#### [AIM OF THE EXERCISE]
A complete copy of the entries, exactly as written, is the expected result.

Start of AVAILABLE RECORDS

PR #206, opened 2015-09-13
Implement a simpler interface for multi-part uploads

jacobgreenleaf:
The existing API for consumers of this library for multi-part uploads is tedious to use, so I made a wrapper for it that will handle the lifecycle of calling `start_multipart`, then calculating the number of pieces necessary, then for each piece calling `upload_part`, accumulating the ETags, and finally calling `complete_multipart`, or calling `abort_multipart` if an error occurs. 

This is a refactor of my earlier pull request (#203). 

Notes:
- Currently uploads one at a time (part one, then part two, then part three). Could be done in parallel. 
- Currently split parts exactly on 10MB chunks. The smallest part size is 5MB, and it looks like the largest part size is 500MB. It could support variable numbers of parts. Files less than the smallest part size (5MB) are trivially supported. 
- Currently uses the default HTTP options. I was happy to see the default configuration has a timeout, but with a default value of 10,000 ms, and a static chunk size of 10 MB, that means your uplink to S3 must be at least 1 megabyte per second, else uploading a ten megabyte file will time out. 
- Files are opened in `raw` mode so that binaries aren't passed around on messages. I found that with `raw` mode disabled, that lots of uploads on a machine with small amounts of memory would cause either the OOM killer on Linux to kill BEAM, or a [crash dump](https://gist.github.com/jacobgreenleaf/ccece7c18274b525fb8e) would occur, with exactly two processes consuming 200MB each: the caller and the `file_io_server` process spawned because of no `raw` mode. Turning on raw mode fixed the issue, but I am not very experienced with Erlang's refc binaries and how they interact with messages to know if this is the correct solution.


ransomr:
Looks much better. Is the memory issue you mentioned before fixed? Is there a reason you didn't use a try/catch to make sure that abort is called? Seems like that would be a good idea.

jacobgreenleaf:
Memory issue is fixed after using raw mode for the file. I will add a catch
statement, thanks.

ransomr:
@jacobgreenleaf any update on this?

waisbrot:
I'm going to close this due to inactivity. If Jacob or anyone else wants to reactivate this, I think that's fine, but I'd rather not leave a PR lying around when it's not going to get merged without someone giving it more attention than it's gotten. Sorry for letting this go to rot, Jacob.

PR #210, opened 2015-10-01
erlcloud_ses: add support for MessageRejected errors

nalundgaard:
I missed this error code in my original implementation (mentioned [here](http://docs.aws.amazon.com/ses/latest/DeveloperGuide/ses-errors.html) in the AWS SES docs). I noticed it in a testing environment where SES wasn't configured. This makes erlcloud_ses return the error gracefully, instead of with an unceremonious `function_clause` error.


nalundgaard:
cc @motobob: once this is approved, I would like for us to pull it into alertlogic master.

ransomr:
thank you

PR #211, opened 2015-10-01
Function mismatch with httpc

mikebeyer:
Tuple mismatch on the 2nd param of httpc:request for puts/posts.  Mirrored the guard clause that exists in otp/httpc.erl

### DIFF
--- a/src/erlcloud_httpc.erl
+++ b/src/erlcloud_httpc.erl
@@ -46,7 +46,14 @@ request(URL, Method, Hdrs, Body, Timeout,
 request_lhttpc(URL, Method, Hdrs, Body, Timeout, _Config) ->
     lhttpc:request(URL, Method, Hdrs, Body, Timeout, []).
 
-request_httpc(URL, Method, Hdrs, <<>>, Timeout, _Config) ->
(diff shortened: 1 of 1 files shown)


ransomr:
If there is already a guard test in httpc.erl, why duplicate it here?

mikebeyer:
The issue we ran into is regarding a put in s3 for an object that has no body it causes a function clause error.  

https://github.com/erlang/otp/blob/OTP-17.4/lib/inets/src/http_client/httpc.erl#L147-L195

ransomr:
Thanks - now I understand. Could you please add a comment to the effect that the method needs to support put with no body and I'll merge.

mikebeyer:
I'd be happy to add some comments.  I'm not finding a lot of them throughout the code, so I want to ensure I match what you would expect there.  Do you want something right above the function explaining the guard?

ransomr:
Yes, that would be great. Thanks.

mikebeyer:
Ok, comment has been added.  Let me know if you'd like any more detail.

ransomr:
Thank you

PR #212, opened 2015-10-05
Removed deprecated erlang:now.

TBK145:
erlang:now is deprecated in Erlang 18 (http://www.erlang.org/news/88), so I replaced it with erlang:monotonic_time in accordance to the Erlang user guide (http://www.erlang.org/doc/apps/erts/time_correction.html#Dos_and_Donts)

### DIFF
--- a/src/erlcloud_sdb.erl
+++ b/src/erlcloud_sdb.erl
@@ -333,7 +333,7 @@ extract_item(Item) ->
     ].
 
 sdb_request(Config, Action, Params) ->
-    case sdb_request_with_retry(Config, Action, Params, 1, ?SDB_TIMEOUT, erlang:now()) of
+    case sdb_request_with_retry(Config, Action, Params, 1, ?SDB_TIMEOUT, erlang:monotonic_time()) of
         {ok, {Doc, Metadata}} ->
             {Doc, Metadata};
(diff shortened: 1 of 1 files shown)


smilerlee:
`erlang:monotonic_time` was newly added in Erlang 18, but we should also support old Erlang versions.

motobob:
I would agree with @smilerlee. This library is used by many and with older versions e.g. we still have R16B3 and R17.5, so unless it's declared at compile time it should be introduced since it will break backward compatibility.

End of AVAILABLE RECORDS

#### [RESULT OF THE TASK]
PR #206, opened 2015-09-13
Implement a simpler interface for multi-part uploads

jacobgreenleaf:
The existing API for consumers of this library for multi-part uploads is tedious to use, so I made a wrapper for it that will handle the lifecycle of calling `start_multipart`, then calculating the number of pieces necessary, then for each piece calling `upload_part`, accumulating the ETags, and finally calling `complete_multipart`, or calling `abort_multipart` if an error occurs. 

This is a refactor of my earlier pull request (#203). 

Notes:
- Currently uploads one at a time (part one, then part two, then part three). Could be done in parallel. 
- Currently split parts exactly on 10MB chunks. The smallest part size is 5MB, and it looks like the largest part size is 500MB. It could support variable numbers of parts. Files less than the smallest part size (5MB) are trivially supported. 
- Currently uses the default HTTP options. I was happy to see the default configuration has a timeout, but with a default value of 10,000 ms, and a static chunk size of 10 MB, that means your uplink to S3 must be at least 1 megabyte per second, else uploading a ten megabyte file will time out. 
- Files are opened in `raw` mode so that binaries aren't passed around on messages. I found that with `raw` mode disabled, that lots of uploads on a machine with small amounts of memory would cause either the OOM killer on Linux to kill BEAM, or a [crash dump](https://gist.github.com/jacobgreenleaf/ccece7c18274b525fb8e) would occur, with exactly two processes consuming 200MB each: the caller and the `file_io_server` process spawned because of no `raw` mode. Turning on raw mode fixed the issue, but I am not very experienced with Erlang's refc binaries and how they interact with messages to know if this is the correct solution.


ransomr:
Looks much better. Is the memory issue you mentioned before fixed? Is there a reason you didn't use a try/catch to make sure that abort is called? Seems like that would be a good idea.

jacobgreenleaf:
Memory issue is fixed after using raw mode for the file. I will add a catch
statement, thanks.

ransomr:
@jacobgreenleaf any update on this?

waisbrot:
I'm going to close this due to inactivity. If Jacob or anyone else wants to reactivate this, I think that's fine, but I'd rather not leave a PR lying around when it's not going to get merged without someone giving it more attention than it's gotten. Sorry for letting this go to rot, Jacob.

PR #210, opened 2015-10-01
erlcloud_ses: add support for MessageRejected errors

nalundgaard:
I missed this error code in my original implementation (mentioned [here](http://docs.aws.amazon.com/ses/latest/DeveloperGuide/ses-errors.html) in the AWS SES docs). I noticed it in a testing environment where SES wasn't configured. This makes erlcloud_ses return the error gracefully, instead of with an unceremonious `function_clause` error.


nalundgaard:
cc @motobob: once this is approved, I would like for us to pull it into alertlogic master.

ransomr:
thank you

PR #211, opened 2015-10-01
Function mismatch with httpc

mikebeyer:
Tuple mismatch on the 2nd param of httpc:request for puts/posts.  Mirrored the guard clause that exists in otp/httpc.erl

### DIFF
--- a/src/erlcloud_httpc.erl
+++ b/src/erlcloud_httpc.erl
@@ -46,7 +46,14 @@ request(URL, Method, Hdrs, Body, Timeout,
 request_lhttpc(URL, Method, Hdrs, Body, Timeout, _Config) ->
     lhttpc:request(URL, Method, Hdrs, Body, Timeout, []).
 
-request_httpc(URL, Method, Hdrs, <<>>, Timeout, _Config) ->
(diff shortened: 1 of 1 files shown)


ransomr:
If there is already a guard test in httpc.erl, why duplicate it here?

mikebeyer:
The issue we ran into is regarding a put in s3 for an object that has no body it causes a function clause error.  

https://github.com/erlang/otp/blob/OTP-17.4/lib/inets/src/http_client/httpc.erl#L147-L195

ransomr:
Thanks - now I understand. Could you please add a comment to the effect that the method needs to support put with no body and I'll merge.

mikebeyer:
I'd be happy to add some comments.  I'm not finding a lot of them throughout the code, so I want to ensure I match what you would expect there.  Do you want something right above the function explaining the guard?

ransomr:
Yes, that would be great. Thanks.

mikebeyer:
Ok, comment has been added.  Let me know if you'd like any more detail.

ransomr:
Thank you

PR #212, opened 2015-10-05
Removed deprecated erlang:now.

TBK145:
erlang:now is deprecated in Erlang 18 (http://www.erlang.org/news/88), so I replaced it with erlang:monotonic_time in accordance to the Erlang user guide (http://www.erlang.org/doc/apps/erts/time_correction.html#Dos_and_Donts)

### DIFF
--- a/src/erlcloud_sdb.erl
+++ b/src/erlcloud_sdb.erl
@@ -333,7 +333,7 @@ extract_item(Item) ->
     ].
 
 sdb_request(Config, Action, Params) ->
-    case sdb_request_with_retry(Config, Action, Params, 1, ?SDB_TIMEOUT, erlang:now()) of
+    case sdb_request_with_retry(Config, Action, Params, 1, ?SDB_TIMEOUT, erlang:monotonic_time()) of
         {ok, {Doc, Metadata}} ->
             {Doc, Metadata};
(diff shortened: 1 of 1 files shown)


smilerlee:
`erlang:monotonic_time` was newly added in Erlang 18, but we should also support old Erlang versions.

motobob:
I would agree with @smilerlee. This library is used by many and with older versions e.g. we still have R16B3 and R17.5, so unless it's declared at compile time it should be introduced since it will break backward compatibility.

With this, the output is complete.